[What is being asked]
Your job is to return every line in the data holding the string "used".

=-=-=

PR #214, opened 2018-08-14
New Worker Abstraction (V2)

jessicafalk:

-------

#### Description
second take on a new worker abstraction. Instead of putting wrappers all around it, we remove absolutely everything that is not necessary.
The worker is now a simple class storing some data regarding connection, origin, .. etc, which makes it possible to use it either in monobehaviors or in systems (using the `WorkerConfig`component)
It is tighly coupled to the connection i.e. we connect, when the worker is created, and upon disposing the worker, we will disconnect.

Removed loads of things
moved the translation unit stuff into its own file to make it easier to delete everything later (instead of moving it into the worker which was the initial plan)

This PR is huge: reading it in commit order should make your life a lot easier

#### Tests
ran it locally. it worked ™️

#### Documentation
will come in the next pr

#### Primary reviewers
@jamiebrynes7 @samiwh


code_generator/GdkCodeGenerator/Templates/UnityComponentConversionGenerator.tt
```diff
@@ -135,19 +135,19 @@ namespace <#= qualifiedNamespace #>
                 <#= componentDetails.CamelCaseTypeName#>.DirtyBit = false;
 
 <# if (componentDetails.IsBlittable) { #>
-                worker.EntityManager.AddComponentData(entity, <#= componentDetails.CamelCaseTypeName#>);
+                EntityManager.AddComponentData(entity, <#= componentDetails.CamelCaseTypeName#>);
 <# } else { #>
-                 worker.EntityManager.SetComponentObject(entity, <#= componentDetails.CamelCaseTypeName #>);
+                 EntityManager.SetComponentObject(entity, <#= componentDetails.CamelCaseTypeName #>);
```
martinzlocha: Nit: Extra space.

workers/unity/Packages/com.improbable.gdk.core/Worker/Worker.cs
```diff
@@ -0,0 +1,89 @@
...
+            return worker;
+        }
+
+        public static void Disconnect(Worker worker)
+        {
+            OnDisconnect(worker);
+            worker.Dispose();
+        }
+
+        public void Dispose()
```
martinzlocha: Might be better to make this private. Currently its possible to call `worker.Dispose()` or `Worker.Disconnect(worker)`, but only in one case will you get OnDisconnect called. Also this way it better mirrors the initializer.

workers/unity/Packages/com.improbable.gdk.core/Systems/SpatialOSReceiveSystem.cs
```diff
@@ -1,33 +1,41 @@
...
-            worker = WorkerRegistry.GetWorkerForWorld(World);
+        private TranslationUnityRegistry translationUnityRegistry;
 
+        protected override void OnCreateManager(int capacity)
+        {
+            base.OnCreateManager(capacity);
+            translationUnityRegistry = TranslationUnityRegistry.WorldToTranslationUnit[World];
             dispatcher = new Dispatcher();
-            SetupDispatcherHandlers();
+            SetupDispatcherHandlers();
```
martinzlocha: Nit: Extra whitespace.

workers/unity/Packages/com.improbable.gdk.core/Systems/SpatialOSReceiveSystem.cs
```diff
@@ -1,33 +1,41 @@
...
+        private Worker worker;
+
         protected override void OnUpdate()
         {
-            if (worker.Connection == null)
-            {
-                return;
-            }
-
+            worker = data.WorkerConfigs[0].Worker;
```
martinzlocha: Even though it hasn't been our standard so far can we check that the array only contains 1 entry.

workers/unity/Packages/com.improbable.gdk.core/Systems/SpatialOSReceiveSystem.cs
```diff
@@ -40,18 +48,52 @@ protected override void OnUpdate()
...
+            worker.EntityMapping.Add(entityId, entity);
         }
 
         private void OnRemoveEntity(RemoveEntityOp op)
         {
-            worker.RemoveEntity(op.EntityId.Id);
+            var entityId = op.EntityId.Id;
+            if (!worker.TryGetEntity(entityId, out var entity))
+            {
+                worker.LogDispatcher.HandleLog(LogType.Error, new LogEvent("Tried to delete an entity but there is no entity associated with that EntityId.")
```
martinzlocha: Duplicate error strings, could extract into a separate variable.

workers/unity/Packages/com.improbable.gdk.core/Systems/SpatialOSReceiveSystem.cs
```diff
@@ -40,18 +48,52 @@ protected override void OnUpdate()
...
+                    .WithField(LoggingUtils.LoggerName, LoggerName)
+                    .WithField(LoggingUtils.EntityId, entityId));
+                return;
+            }
+
+            EntityManager.DestroyEntity(entity);
+            worker.EntityMapping.Remove(entityId);
         }
 
         private void OnDisconnect(DisconnectOp op)
```
martinzlocha: Should this also call worker.OnDisconnect so that the monobehaviours get a callback as well?

workers/unity/Packages/com.improbable.gdk.core/Systems/SpatialOSReceiveSystem.cs
```diff
@@ -60,8 +102,8 @@ private void SetupDispatcherHandlers()
             dispatcher.OnRemoveEntity(OnRemoveEntity);
             dispatcher.OnDisconnect(OnDisconnect);
             dispatcher.OnCriticalSection(op => { inCriticalSection = op.InCriticalSection; });
-
-            foreach (var translationUnit in worker.TranslationUnits.Values)
+
```
martinzlocha: Nit: Extra whitespace.

workers/unity/Packages/com.improbable.gdk.core/GameObjectRepresentation/EntityGameObjectLinker.cs
```diff
@@ -42,5 +42,10 @@ public EntityGameObjectLinker(World world, ILogDispatcher logDispatcher)
             spatialOSComponent.SpatialEntityId = spatialEntityId;
             spatialOSComponent.World = world;
         }
+
+        public void Dispose()
```
martinzlocha: Is this needed given that its never used?

workers/unity/Assets/Playground/Scripts/Cubes/CubeMovementSystem.cs
```diff
@@ -19,20 +20,25 @@ public struct Data
...
 
+        [Inject] private WorkerData workerData;
+
+        private static Vector3 speed = new Vector3(2, 0, 0);
+
         protected override void OnUpdate()
         {
+            if (workerData.Length == 0)
+            {
+                new LoggingDispatcher().HandleLog(LogType.Error, new LogEvent("This system should not have been run without a worker entity"));
```
martinzlocha: Can this use the default dispatcher?

workers/unity/Assets/Playground/Config/ArchetypeConfig.cs
```diff
@@ -13,15 +13,15 @@ public static class ArchetypeConfig
             WorkerTypeToArchetypeNameToComponentTypes = new Dictionary<string, Dictionary<string, ComponentType[]>>
             {
                 {
-                    UnityGameLogic.WorkerType,
+                    "UnityGameLogic",
```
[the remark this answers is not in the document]
jamiebrynes7: Agree entirely - we should define a set of constants _somewhere_ for these as they will be used in multiple places

workers/unity/Assets/Playground/Scripts/EntityInitialization/GameObjectInitializationSystem.cs
```diff
@@ -32,50 +32,68 @@ public struct RemovedEntitiesData
...
 
         protected override void OnUpdate()
         {
+            if (workerData.Length == 0)
+            {
+                new LoggingDispatcher().HandleLog(LogType.Error, new LogEvent("This system should not have been run without a worker entity"));
+            }
+
+            var worker = workerData.WorkerConfigs[0].Worker;
+            if (viewCommandBuffer == null)
```
zeroZshadow: This is bad, is there no way to do this in `OnCreateManager` ?

workers/unity/Assets/Playground/Scripts/Bootstrap.cs
```diff
@@ -17,64 +13,35 @@ public class Bootstrap : MonoBehaviour
...
-                connectionConfig.UseExternalIp = workerConfigurations.UseExternalIp;
-#endif
+                    WorkerType = "UnityClient",
+                };
+                CreateWorker(config, Vector3.zero);
+                config = new ReceptionistConfig
+                {
+                    WorkerType = "UnityGameLogic",
+                };
+                CreateWorker(config, new Vector3(10, 0, 0));
```
jamiebrynes7: Inline the creation of the configs here -

`CreateWorker(new ReceptionistConfig("UnityClient"), Vector3.zero)`

workers/unity/Assets/Playground/Scripts/Bootstrap.cs
```diff
@@ -140,9 +82,19 @@ public static void DomainUnloadShutdown()
             ScriptBehaviourUpdateOrder.UpdatePlayerLoop();
         }
 
-        private void LoadLevel(WorkerBase worker)
+        private void CreateWorker(ConnectionConfig config, Vector3 origin)
         {
-            Instantiate(Level, worker.Origin, Quaternion.identity);
+            if (config.WorkerType.Equals("UnityGameLogic"))
+            {
+                PlayerLifecycleConfig.CreatePlayerEntityTemplate = PlayerTemplate.CreatePlayerEntityTemplate;
```
jamiebrynes7: Why does this need to be conditional? If its set on the client, does it matter? 

Related - does this even belong here?

workers/unity/Assets/Playground/Scripts/Cubes/CubeMovementSystem.cs
```diff
@@ -19,20 +20,25 @@ public struct Data
...
+            }
+
+            var origin = workerData.WorkerConfigs[0].Worker.Origin;
+
```
jamiebrynes7: This boilerplate makes me sad

workers/unity/Assets/Playground/Scripts/DisconnectSystem.cs
```diff
@@ -11,17 +11,20 @@ internal class DisconnectSystem : ComponentSystem
...
         }
 
         [Inject] private DisconnectData data;
 
         protected override void OnUpdate()
         {
-            Debug.LogWarningFormat("Diconnected from SpatialOS with reason: \"{0}\"",
-                data.DisconnectMessage[0].ReasonForDisconnect);
+            data.Configs[0].Worker.LogDispatcher.HandleLog(
+                LogType.Warning,
```
jamiebrynes7: Does this need to be a warning? Disconnecting is not abnormal flow

workers/unity/Packages/com.improbable.gdk.core/Systems/CleanReactiveComponentsSystem.cs
```diff
@@ -16,18 +17,18 @@ public class CleanReactiveComponentsSystem : ComponentSystem
         // Here to prevent adding an action for the same type multiple times
         private readonly HashSet<Type> typesToRemove = new HashSet<Type>();
 
-        private WorkerBase worker;
-
+        private TranslationUnityRegistry translationUnityRegistry;
+
```
zeroZshadow: Whitespace 🏳️

workers/unity/Assets/Playground/Scripts/EntityInitialization/ArchetypeInitializationSystem.cs
```diff
@@ -26,58 +26,64 @@ public struct Data
...
+                viewCommandBuffer = new ViewCommandBuffer(worker.LogDispatcher);
+            }
             for (var i = 0; i < data.Length; i++)
             {
                 var archetypeName = data.ArchetypeComponents[i].ArchetypeName;
                 var entity = data.Entities[i];
 
                 ComponentType[] componentTypesToAdd;
-                if (!ArchetypeConfig.WorkerTypeToArchetypeNameToComponentTypes[workerType]
+                if (!ArchetypeConfig.WorkerTypeToArchetypeNameToComponentTypes[worker.WorkerType]
```
jamiebrynes7: Driveby - use `out var`

workers/unity/Packages/com.improbable.gdk.core/Systems/SpatialOSReceiveSystem.cs
zeroZshadow: Whitespace ⚪️

workers/unity/Assets/Playground/Scripts/EntityInitialization/GameObjectInitializationSystem.cs
```diff
@@ -32,50 +32,68 @@ public struct RemovedEntitiesData
             public SubtractiveComponent<GameObjectReference> NoGameObjectReference;
         }
 
+        public struct WorkerData
```
jamiebrynes7: It might be worth pulling this out into core given that its use everywhere as a common data struct.

Then no need to redefine in every system

workers/unity/Packages/com.improbable.gdk.core/Systems/SpatialOSReceiveSystem.cs
zeroZshadow: Whitespace ⬜️

workers/unity/Packages/com.improbable.gdk.core/Systems/CustomSpatialOSSendSystem.cs
```diff
@@ -13,18 +14,22 @@ public abstract class CustomSpatialOSSendSystem<T> : ComponentSystem where T : I
...
         {
             base.OnCreateManager(capacity);
 
-            worker = WorkerRegistry.GetWorkerForWorld(World);
-
             spatialOSSendSystem = World.GetOrCreateManager<SpatialOSSendSystem>();
             if (!spatialOSSendSystem.TryRegisterCustomReplicationSystem(typeof(T)))
             {
-                worker.LogDispatcher.HandleLog(LogType.Error, new LogEvent(CustomReplicationSystemAlreadyExists)
+                new LoggingDispatcher().HandleLog(LogType.Error, new LogEvent(CustomReplicationSystemAlreadyExists)
```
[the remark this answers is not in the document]
jamiebrynes7: You could add it as another generic on the system - but that doesn't feel good necessarily.

workers/unity/Packages/com.improbable.gdk.core/Systems/SpatialOSReceiveSystem.cs
jamiebrynes7: Yup - magic strings should be const

workers/unity/Packages/com.improbable.gdk.core/Systems/CustomSpatialOSSendSystem.cs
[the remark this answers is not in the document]
jessicafalk: one idea that came up in between would be to let the systems own the dispatcher instead of the worker as this is more aligned to how logging dispatchers in other projects. However, in this case it is actually possible (after realizing that you actually have access to the injected groups from the very start) and I'll change that

workers/unity/Packages/com.improbable.gdk.core/Worker/Worker.cs
jessicafalk: can't make that private as it's inheriting from `IDisposable`, but I can move the call into `Dispose`

workers/unity/Packages/com.improbable.gdk.core/Systems/SpatialOSReceiveSystem.cs
jessicafalk: yeah, so far I only checked the length, if necessary (because we have multiple injection groups in a system). If we only have one injection group, then that system will only run if there are any worker entities, but I can add a check for whether there is only one entry

workers/unity/Assets/Playground/Scripts/Bootstrap.cs
jessicafalk: it was only set for the gamelogic worker in the previous code, simply keeping the same logic here. 
The overall idea would be to factor it out into it's own monobehavior/gameobject, but I didn't want to make the PR even bigger

workers/unity/Packages/com.improbable.gdk.core/Systems/SpatialOSReceiveSystem.cs
jessicafalk: I think that the `Worker.OnDisconnect` should only be called from the worker class. we don't actually disconnect here, but only later. if we call it later, we might end up calling it twice.
once here and a second time during the actual disconnect.

The alternative would be to only call it here and not when we dispose  / disconnect

workers/unity/Assets/Playground/Scripts/Cubes/CubeMovementSystem.cs
```diff
@@ -19,20 +20,25 @@ public struct Data
 
         [Inject] private Data data;
 
-        private static Vector3 speed = new Vector3(2, 0, 0);
-
-        private Vector3 origin;
-
-        protected override void OnCreateManager(int capacity)
+        public struct WorkerData
```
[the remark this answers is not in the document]
jessicafalk: it doesn't seem like we have a convention for that. After checking a few files we usually make them `public`. Would prefer to leave it like this to have it the same everywhere and then create a new PR to make it private everywhere. Otherwise this PR will just become even messier :P

workers/unity/Assets/Playground/Scripts/Cubes/CubeMovementSystem.cs
jessicafalk: discussed offline: we don't have the worker here, so we need to create a logging dispatcher

workers/unity/Assets/Playground/Scripts/EntityInitialization/GameObjectInitializationSystem.cs
jessicafalk: found out that we actually can do it. Thought we don't have access to the injected groups in `OnCreateManager`. will revert that change

workers/unity/Assets/Playground/Scripts/Cubes/CubeMovementSystem.cs
jessicafalk: me too :(
maybe we need to create a `SpatialSystem` after all that takes care of that boilerplate code.

workers/unity/Assets/Playground/Scripts/DisconnectSystem.cs
jessicafalk: I guess it depends on why you got disconnected. I simply converted it from `LogWarning` to our dispatcher, but can change it to Log if preferred. I don't have a strong opinion about this

jessicafalk:
just as a note for everyone: The worker class will be changed to inherit from `ScriptpableBehaviourManager ` to make the injection bit easier.
but before that, I'll rebase on top of the experimental core csharp branch and then create a new PR with all these changes in it

workers/unity/Packages/com.improbable.gdk.core/Worker/Worker.cs
```diff
@@ -0,0 +1,112 @@
...
+
+        public readonly Vector3 Origin;
+        public readonly string WorkerType;
+        public readonly string WorkerId;
+        public readonly World World;
+        public readonly Connection Connection;
+        public readonly ILogDispatcher LogDispatcher;
+
+        // callbacks for monobehaviour
+        public static Action<Worker> OnConnect;
```
samiwh: Make this an event rather than an action. (Backed by a list of actions)

workers/unity/Packages/com.improbable.gdk.core/Worker/Worker.cs
```diff
@@ -0,0 +1,112 @@
...
+
+            World = new World(WorkerId);
+            var entityManager = World.GetOrCreateManager<EntityManager>();
+
+            var workerConfig = new WorkerConfig
+            {
+                Worker = this
+            };
+
+            FindTranslationUnits();
```
samiwh: Why is this here?

workers/unity/Packages/com.improbable.gdk.core/Worker/Worker.cs
```diff
@@ -0,0 +1,112 @@
...
+            ConnectionUtility.Disconnect(Connection);
+            Connection.Dispose();
+        }
+        
+        
+        // can be deleted soonish
+        public readonly Dictionary<int, ComponentTranslation> TranslationUnits =
+            new Dictionary<int, ComponentTranslation>();
+        
+        public Action<Entity, long> AddAllCommandRequestSenders;
```
samiwh: This should be in a core system on a worker not part of the worker itself.

workers/unity/Packages/com.improbable.gdk.core/Worker/Worker.cs
```diff
@@ -0,0 +1,112 @@
...
+        }
+
+        public static Worker Connect(ConnectionConfig config, ILogDispatcher logDispatcher, Vector3 origin)
+        {
+            return new Worker(config, logDispatcher, origin);
+        }
+
+        public static void Disconnect(Worker worker)
+        {
+            worker.Dispose();
```
samiwh: This probably isn't what we want. We might want a tick to run your cleanup code with a disconnect message.

workers/unity/Assets/Playground/Scripts/Cubes/CubeMovementSystem.cs
samiwh: This kind of error message isn't very useful to a user. Can be explicit about what the error is but we should probably also add something which suggests that it's because they might have started the worker incorrectly.

jessicafalk:
closing it in favor of the newest worker abstraction PR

=-=-=

[Result for this task]
martinzlocha: Is this needed given that its never used?
jamiebrynes7: Agree entirely - we should define a set of constants _somewhere_ for these as they will be used in multiple places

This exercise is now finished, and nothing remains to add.